Именно в это время чья-то бескомпромиссная рука вывела на полях короткую, но содержательную запись: «Склонен к изнасилованиям».
Следующий разговор со следователем, судя по дате, произошел через полтора года. Фотографий больше не было, но, судя по поступкам Бориса, он уже вполне сформировался и сделал еще один шаг к той черте, за которой начинается серийный убийца.
«– Вы выкололи глаза мертвому бродяге, зачем вы это сделали?»
Это был не допрос, а скорее всего, беседа. Чертанов понял это сразу, иначе все проходило бы по совершенно другому сценарию.
«– Из озорства!»
Таков был ответ.
Чертанов даже представил его плутоватую улыбку.
«– За такое озорство сажают.
– Не посадят, я несовершеннолетний.
– Кто именно в вашей компании выколол ему глаза?
– Это сделал я.
– Почему?
– Он был мертвый, но очень пристально смотрел на нас. Мне это не понравилось.
– Может, и убил его тоже ты?
– Это сделал не я. У вас нет против меня никаких доказательств».
Сухой протокольный текст. Чертанов был уверен, что слова эти были произнесены с надрывом, возможно даже, что с Борисом Шатровым случилась истерика.
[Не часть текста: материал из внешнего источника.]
PR #10839, opened 2021-03-23
prevents mqtt connection attempt on OTP failure

underhood:
##### Summary
Fixes MQTT connection being attempted when we couldn't get the OTP.

##### Component Name
ACLK-NG

##### Test Plan
Fail OTP (block cloud IP) see that MQTT connection attempt is not being made until next reconnect attempt (after honoring TBEB)

### DIFF
--- a/aclk/aclk.c
+++ b/aclk/aclk.c
@@ -520,9 +520,12 @@ static int aclk_attempt_to_connect(mqtt_wss_client client)
             continue;
         }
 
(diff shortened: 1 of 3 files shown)


stelfrag:
This is good to go when the stacked PRs are merged ( I will approve at that point)

stelfrag (approved):

vkalintiris (approved):

PR #10843, opened 2021-03-23
Check device names in diskstats plugin

### LINKED ISSUE #10841: Incorrect disk identification in the diskstats plugin
##### Bug report summary
If disks/partitions have the same major/minor numbers, Netdata can't distinguish the devices and show the wrong charts. The most problematic devices are nvme disks: #5744, #9560, [a community discussion](https://community.netdata.cloud/t/strange-disk-utilization-alert/1072).

The problem is that disks are identified by Netdata using major/minor numbers themselves, but they are not always unique. We should take into account device names. `iostat`, for example, uses device names for identification instead of major/minor numbers. We can't fully replicate the iostat behavior because Netdata does the additional job as well (bcache stats, aliases and mount points as family names, filtering based on major numbers, names, aliases, mount points).

The idea is to add checks for device names while keeping major/minor number checks untouched. It will ensure we distinguish devices from each other. At the same time, existing plugin functionality will be hardly affected.

##### Netdata version
v1.29.3-192-g04ce5769b

##### Component Name
diskstats module of proc plugin

##### Expected behavior
Stats are available for all disks/partitions present in a system.

vlvkobal:
##### Summary
We are checking device names in addition to major/minor numbers to ensure we distinguish devices from each other. 

Fixes #10841

##### Component Name
diskstats module of proc plugin

##### Test Plan
Check if all diskstats charts are available for all disks in the system. Verify if the names of charts and families are correct.

### DIFF
--- a/collectors/proc.plugin/proc_diskstats.c
+++ b/collectors/proc.plugin/proc_diskstats.c
@@ -627,12 +627,12 @@ static struct disk *get_disk(unsigned long major, unsigned long minor, char *dis
     // check if we can find its mount point
 
     // mountinfo_find() can be called with NULL disk_mountinfo_root
-    struct mountinfo *mi = mountinfo_find(disk_mountinfo_root, d->major, d->minor);
+    struct mountinfo *mi = mountinfo_find(disk_mountinfo_root, d->major, d->minor, d->device);
     if(unlikely(!mi)) {
         // mountinfo_free_all can be called with NULL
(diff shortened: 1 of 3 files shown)


ilyam8 (approved):

thiagoftsm (approved):
I do not have the specified device, but during my tests the other devices ran as expected, and the code looks great.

И еще одна запись уже два года спустя. Борис уже учился в медицинском институте, и, судя по выписке из зачетной книжки, две первые сессии были сданы им весьма успешно. Беседа проходила в Первой психиатрической больнице и была изъята из медицинской карточки по запросу следователя, который вел его дело. Следовательно, Борис Шатров не был забыт, и чье-то пристальное око продолжало наблюдать за его развитием.
Разговор с лечащим врачом происходил предельно откровенно.
«– Давно вы стали чувствовать странности в своем поведении?
– Давно. Уже несколько лет. После того как получил черепно-мозговую травму. Сначала это было незаметно. А потом как-то все ухудшалось.